**TRY IT**
Go from the first line below to the one with "Typing most characters" and print each line exactly.

[[ LISTED RECORDS, beginning ]]

PR #15774, opened 2024-02-08
Fix typing in editable elements inside of open shadow DOM

### LINKED ISSUE #15757: Typing into into fields that are wrapped with shadow DOM is intercepted by commands
## Description

Typing most characters into fields wrapped in shadow DOM, such as widgets generated by panel, is impossible because command shortcuts intercept the keystrokes.

## Reproduce

See https://github.com/holoviz/panel/issues/6314, but briefly:

```python
import panel as pn
pn.extension()
text_input = pn.widgets.TextInput(name='Text Input', placeholder='Enter a string starting with "A" or "B" here...')
text_input
```

and try to type <kbd>A</kbd>, <kbd>C</kbd>, <kbd>X</kbd>, etc.

Dependency-free reproducer:

```python
from IPython.display import HTML
HTML("""
<div id='shadow-test'></div>
<script>
{
const shadowHost = document.querySelector('#shadow-test');
const shadowRoot = shadowHost.attachShadow({mode: 'open'});
shadowRoot.innerHTML = '<input/>';
}
</script>
""")
```

Note: iframes work as they also isolate keystrokes.

<details>

```python
from IPython.display import HTML
HTML("<iframe srcdoc='<input>'></iframe>")
```

```python
from IPython.display import HTML
HTML("<iframe srcdoc='<div><template shadowrootmode=\"open\"><input></template></div>' />")
```

</details>

## Expected behavior

Typing works as in 4.0 and earlier.

## Context

- JupyterLab version: 4.1.0

krassowski:
## References

Fixes #15757

## Code changes

- adds an integration test ensuring that typing works in open shadow DOM (should fail in the first commit)
- adds a new `jp-mod-readWrite` class that is added to the notebook node on focus change when the active element (or active element within active shadow DOM) is editable
- updates selectors for command-mode commands accordingly
- updates migration script and migration documentation to reflect the above
- documents the `lm-suppress-shortcuts` data attribute
- `hasActiveEditableElement` utility gets added to `DOMUtils`; this function checks the current `activeElement` (and all elements within active shadow DOM) against `:read-write` selector, but in the future could be extended for additional heuristics such as checking if the active element has a key event handler.

## User-facing changes

| Before | After |
|--|--|
| [before.webm](https://github.com/jupyterlab/jupyterlab/assets/5832902/ac7668a2-1531-4e44-b619-77478f3db358) | [after.webm](https://github.com/jupyterlab/jupyterlab/assets/5832902/c0fe312c-44e7-436e-be90-adac0b52e933) |

None

### DIFF
--- a/docs/source/extension/notebook.rst
+++ b/docs/source/extension/notebook.rst
@@ -190,12 +190,14 @@ enabling quick access to cell- and notebook-specific actions.
 These shortcuts are only active when the notebook is in command mode
 and the active element is non-editable,
 as signalled by absence of ``.jp-mod-readWrite`` class on the notebook node.
-This class is set if active element is editable as ascertained by matching
+This class is set if the active element is editable as ascertained by matching
 to the ``:read-write`` pseudo-selector, and accounts for any elements nested
 in the open shadow DOM, but not for the closed shadow DOM nor non-editable
 elements with custom key event handlers (such as
 ``<div contenteditable="false" onkeydown="alert()" tabindex="0"></div>``).
-If your output widget uses closed shadow DOM or non-editable elements with custom
+If your output widget (for example created with ``IPython.display.HTML``,
+or created by your MIME renderer on cell output in a notebook or console)
+uses closed shadow DOM or non-editable elements with custom
 key event handlers, you may wish to set ``lm-suppress-shortcuts`` data attribute
 on the host element to prevent side-effects from the command-mode actions, e.g:
 
--- a/docs/source/extension/notebook.rst
+++ b/docs/source/extension/notebook.rst
@@ -175,6 +175,41 @@ The ipywidgets widget manager is an example of an extension that adds a
 notebook-specific renderer, since rendering a widget depends on
 notebook-specific widget state.
 
+Keyboard interaction model
+""""""""""""""""""""""""""
+
+Multiple elements can receive focus in the Notebook:
+- the main toolbar,
+- cells,
+- cell components (editor, toolbar, outputs).
+
+When the focus is outside of the cell input editor,
+the Notebook switches to so-called "command" mode.
+In the command mode additional keyboard shortcuts are accessible to the user,
+enabling quick access to cell- and notebook-specific actions.
+These shortcuts are only active when the notebook is in command mode
+and the active element is non-editable,
+as signalled by absence of ``.jp-mod-readWrite`` class on the notebook node.
+This class is set if active element is editable as ascertained by matching
+to the ``:read-write`` pseudo-selector, and accounts for any elements nested
+in the open shadow DOM, but not for the closed shadow DOM nor non-editable
+elements with custom key event handlers (such as
+``<div contenteditable="false" onkeydown="alert()" tabindex="0"></div>``).
+If your output widget uses closed shadow DOM or non-editable elements with custom
+key event handlers, you may wish to set ``lm-suppress-shortcuts`` data attribute
+on the host element to prevent side-effects from the command-mode actions, e.g:
+
+.. code:: html
+
+   <div
+     contenteditable="false"
+     onkeydown="alert()"
+     tabindex="1"
+     data-lm-suppress-shortcuts="true"
+   >
+     Click on me and press "A" with and without "lm-suppress-shortcuts"
+   </div>
+
 .. _extend-notebook-plugin:
 
 How to extend the Notebook plugin
--- a/examples/notebook/src/commands.ts
+++ b/examples/notebook/src/commands.ts
@@ -396,17 +396,17 @@ export const setupCommands = (
       command: COMMAND_IDS.findPrevious
     },
     {
-      selector: '.jp-Notebook.jp-mod-commandMode :focus:not(:read-write)',
+      selector: '.jp-Notebook.jp-mod-commandMode:not(.jp-mod-readWrite) :focus',
       keys: ['I', 'I'],
       command: COMMAND_IDS.interrupt
     },
     {
-      selector: '.jp-Notebook.jp-mod-commandMode :focus:not(:read-write)',
+      selector: '.jp-Notebook.jp-mod-commandMode:not(.jp-mod-readWrite) :focus',
       keys: ['0', '0'],
       command: COMMAND_IDS.restart
     },
     {
-      selector: '.jp-Notebook.jp-mod-commandMode :focus:not(:read-write)',
+      selector: '.jp-Notebook.jp-mod-commandMode:not(.jp-mod-readWrite) :focus',
       keys: ['Enter'],
       command: COMMAND_IDS.editMode
     },
@@ -416,7 +416,7 @@ export const setupCommands = (
       command: COMMAND_IDS.commandMode
     },
     {
-      selector: 'jp-Notebook.jp-mod-commandMode :focus:not(:read-write)',
+      selector: '.jp-Notebook.jp-mod-commandMode:not(.jp-mod-readWrite) :focus',
       keys: ['Shift M'],
       command: COMMAND_IDS.merge
     },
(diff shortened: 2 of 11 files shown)


examples/notebook/src/commands.ts
```diff
@@ -396,17 +396,17 @@ export const setupCommands = (
       command: COMMAND_IDS.findPrevious
     },
     {
-      selector: '.jp-Notebook.jp-mod-commandMode :focus:not(:read-write)',
+      selector: '.jp-Notebook.jp-mod-commandMode:not(.jp-mod-readWrite) :focus',
```
krassowski, line 399: Question: should we keep the extra `not(:read-write)`? No functional difference, but if user downgrades to 4.1.0 for some reason this would be compatible.

packages/mainmenu-extension/schema/plugin.json
```diff
@@ -270,22 +270,22 @@
     {
       "command": "kernelmenu:interrupt",
       "keys": ["I", "I"],
-      "selector": "[data-jp-kernel-user] :focus:not(:read-write)"
+      "selector": "[data-jp-kernel-user]:not(.jp-mod-readWrite) :focus:not(:read-write)"
```
brichet, line 273: Is there a reason to keep the `:not(read-write)` here ?

packages/notebook/src/widget.ts
```diff
@@ -2771,10 +2779,26 @@ export class Notebook extends StaticNotebook {
...
+   */
+  private _updateReadWrite(): void {
+    const inReadWrite = DOMUtils.hasActiveEditableElement(this.node);
+    const hasReadWriteClass = this.node.classList.contains(READ_WRITE_CLASS);
+    if (inReadWrite && !hasReadWriteClass) {
+      this.node.classList.add(READ_WRITE_CLASS);
+    } else if (!inReadWrite && hasReadWriteClass) {
+      this.node.classList.remove(READ_WRITE_CLASS);
+    }
+  }
```
brichet, line 2793: It can be simplified with:
```ts
this.node.classList.toggle(READ_WRITE_CLASS, inReadWrite);
```

brichet (commented):
Thanks @krassowski, this looks good to me.

examples/notebook/src/commands.ts
brichet: Not sure, since both versions are documented in the extension migration guide.

packages/mainmenu-extension/schema/plugin.json
krassowski: Yes, I added it back because extensions may have  elements which are kernel runners but would not have time to implement `.jp-mod-readWrite`. Basically out of abundance of caution to not break anything in the wild.

packages/apputils/src/domutils.ts
```diff
@@ -50,4 +50,22 @@ export namespace DOMUtils {
...
+  /**
+   * Check whether the active element descendant from given parent is editable.
+   * When checking active elements it includes elements in the open shadow DOM.
+   */
+  export function hasActiveEditableElement(
+    parent: Node | DocumentFragment,
+    root: ShadowRoot | Document = document
+  ): boolean {
+    const element = root.activeElement;
+    return !!(
```
gabalafou, line 63: For JavaScript purist points:

```suggestion
    return Boolean(
```

packages/console/src/widget.ts
```diff
@@ -846,6 +879,20 @@ export class CodeConsole extends Widget {
...
+   * Update the console node with class indicating read-write state.
+   */
+  private _updateReadWrite(): void {
+    // TODO: de-duplicate with code in console/src/widget.ts
+    const inReadWrite = DOMUtils.hasActiveEditableElement(this.node);
+    const hasReadWriteClass = this.node.classList.contains(READ_WRITE_CLASS);
+    if (inReadWrite && !hasReadWriteClass) {
+      this.node.classList.add(READ_WRITE_CLASS);
+    } else if (!inReadWrite && hasReadWriteClass) {
+      this.node.classList.remove(READ_WRITE_CLASS);
```
gabalafou, line 892: Why can't you do 

```suggestion
    this.node.classList.toggle(READ_WRITE_CLASS, inReadWrite);
```

like you do in the notebook code?

packages/console/src/widget.ts
```diff
@@ -70,6 +70,13 @@ const CONTENT_CLASS = 'jp-CodeConsole-content';
  */
 const INPUT_CLASS = 'jp-CodeConsole-input';
 
+/**
+ * The class name added to the notebook when the focused notebook element takes keyboard input.
```
gabalafou, line 74:
```suggestion
 * The class name added to the notebook when an element within it is focused and takes keyboard input, such as <input> and <div contenteditable> 
```

gabalafou (commented):
I'm relieved not to see the solution with extended ("/deep/") selectors.

This is a clever and elegant solution that builds on available methods without reinventing the wheel.

docs/source/extension/notebook.rst
```diff
@@ -175,6 +175,41 @@ The ipywidgets widget manager is an example of an extension that adds a
...
+.. code:: html
+
+   <div
+     contenteditable="false"
+     onkeydown="alert()"
+     tabindex="1"
+     data-lm-suppress-shortcuts="true"
+   >
+     Click on me and press "A" with and without "lm-suppress-shortcuts"
+   </div>
```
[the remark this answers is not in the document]
brichet: It also works in a Notebook cell with `IPython.display.HTML()`, perhaps we can specify it.

docs/source/extension/notebook.rst
```diff
@@ -175,6 +175,41 @@ The ipywidgets widget manager is an example of an extension that adds a
...
+enabling quick access to cell- and notebook-specific actions.
+These shortcuts are only active when the notebook is in command mode
+and the active element is non-editable,
+as signalled by absence of ``.jp-mod-readWrite`` class on the notebook node.
+This class is set if active element is editable as ascertained by matching
+to the ``:read-write`` pseudo-selector, and accounts for any elements nested
+in the open shadow DOM, but not for the closed shadow DOM nor non-editable
+elements with custom key event handlers (such as
+``<div contenteditable="false" onkeydown="alert()" tabindex="0"></div>``).
+If your output widget uses closed shadow DOM or non-editable elements with custom
```
krassowski, line 198:
```suggestion
If your output widget (for example created with ``IPython.display.HTML``,
or created by your MIME renderer on cell output in a notebook or console)
uses closed shadow DOM or non-editable elements with custom
```

packages/notebook/src/widget.ts
```diff
@@ -92,6 +93,13 @@ const OTHER_SELECTED_CLASS = 'jp-mod-multiSelected';
  */
 const UNCONFINED_CLASS = 'jp-mod-unconfined';
 
+/**
+ * The class name added to the notebook when the focused notebook element takes keyboard input.
```
krassowski, line 97:
```suggestion
 * The class name added to the notebook when an element within it is focused
 * and takes keyboard input, such as focused <input> or <div contenteditable>.
```

packages/apputils/src/domutils.ts
gabalafou: I was being facetious when I said "purist." I think it essentially comes down to a stylistic choice. But a lot of programmers just don't know about it. :)

packages/console/src/widget.ts
```diff
@@ -846,6 +880,16 @@ export class CodeConsole extends Widget {
...
   }
 
+  /**
+   * Update the console node with class indicating read-write state.
+   */
+  private _updateReadWrite(): void {
+    // TODO: de-duplicate with code in notebook/src/widget.ts
+    const inReadWrite = DOMUtils.hasActiveEditableElement(this.node);
+    this.node.classList.toggle(READ_WRITE_CLASS, inReadWrite);
+    }
```
krassowski, line 890:
```suggestion
```

krassowski:
Is this PR still needed if we merge https://github.com/jupyterlab/jupyterlab/pull/15790? Yes, because while it also fixes the typing part it does not block commands bound to shortcuts which do not change input, e.g. Ctrl + A:

still-needed

brichet (approved):

PR #15782, opened 2024-02-09
Restore notebook scrolling on dragging a cell to the viewport edge

### LINKED ISSUE #15777: Can't drag and drop cells out of viewport
## Description
In lab3, it was possible to drag and drop a cell out of the initial viewport because the viewport would scroll. This doesn't happen in lab4. Here's a gif showing the differences in behavior - 
Drap-n-drop

## Reproduce
shown in gif

## Expected behavior
I expect the behavior in lab4 to be the same as lab3

## Context

- JupyterLab v4.1.0rc1

krassowski:
## References

Fixes #15777

## Code changes

- [x] add integration test for scrolling on dragging cell to the top and bottom edges of notebook viewport (warranted because it regressed twice in the 4.x development)
   - note there is a copy for windowing and no-windowing; I do wish to reconciliate these duplicated test files but this requires a change in galata config so it will be a 4.2.0 PR; this also why the `dragCellTo` goes to private `utils` rather than to galata itself (for now!)
- [x] move the `data-lm-dragscroll` attribute from the main notebook widget node to the outer node which became the scroller in 4.1.0

## User-facing changes

| Before | After |
|--|--|
| before | after |

None

### DIFF
--- a/galata/test/jupyterlab/notebook-scroll-no-windowing.test.ts
+++ b/galata/test/jupyterlab/notebook-scroll-no-windowing.test.ts
@@ -5,6 +5,7 @@ import { expect, galata, test } from '@jupyterlab/galata';
 import * as path from 'path';
 
 import {
+  dragCellTo,
   notebookViewportRatio,
   positionCellPartiallyBelowViewport
 } from './utils';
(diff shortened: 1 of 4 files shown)


krassowski:
@afshin would you have a minute to take a look? (this steams form the virtual scrollbar PR).

fcollonval (approved):
Thanks @krassowski

PR #15783, opened 2024-02-09
Fix undo/redo in console, fix undo/redo enabled state in file editor

### LINKED ISSUE #8590: Code mirror editor could expose the history of undo/redo events
### Problem
Currently, code mirror editor provides `undo()`, `redo()` and `clearHistory()` methods in order to manipulate undo/redo commands.
It would be helpful if it could also expose the history of those events, so that could be used when adding related features in jupyterlab, such as #2778 

### Additional context
This concern came up when adding new commands to file editor context menu (see  #8425), where currently there isn'y a way to consult if undo/redo events are available in order to properly enable/disable those commands from the menu.
Therefore the buttons for those commands are enabled as default.

The same behaviour was noticed in notebook cells undo/redo commands, these are always enabled even when there is no event history for them, even though it is a different implementation.

### LINKED ISSUE #15773: Console input has unexpected undo behavior
## Description
Pressing Ctrl+Z for undo in a console input block has unexpected undo behavior. Here's a gif - 
weird-undo-bug

## Reproduce

Type something in the console input box and use Ctrl+Z for undo.

## Context

- JupyterLab version: 4.1.0rc1

krassowski:
## References

Fixes #15773, closes #8590

## Code changes

- make the console a `jp-undoer` in order to fix the undo/redo commands being dispatched to native CodeMirror rather than though yjs bindings which resulted in garbled code on undo
  - adds two new commands: `console:undo` and `console:redo` which get registered with edit menu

[[ LISTED RECORDS, end ]]

**FINISHED EXERCISE**
PR #15774, opened 2024-02-08
Fix typing in editable elements inside of open shadow DOM

### LINKED ISSUE #15757: Typing into into fields that are wrapped with shadow DOM is intercepted by commands
## Description

Typing most characters into fields wrapped in shadow DOM, such as widgets generated by panel, is impossible because command shortcuts intercept the keystrokes.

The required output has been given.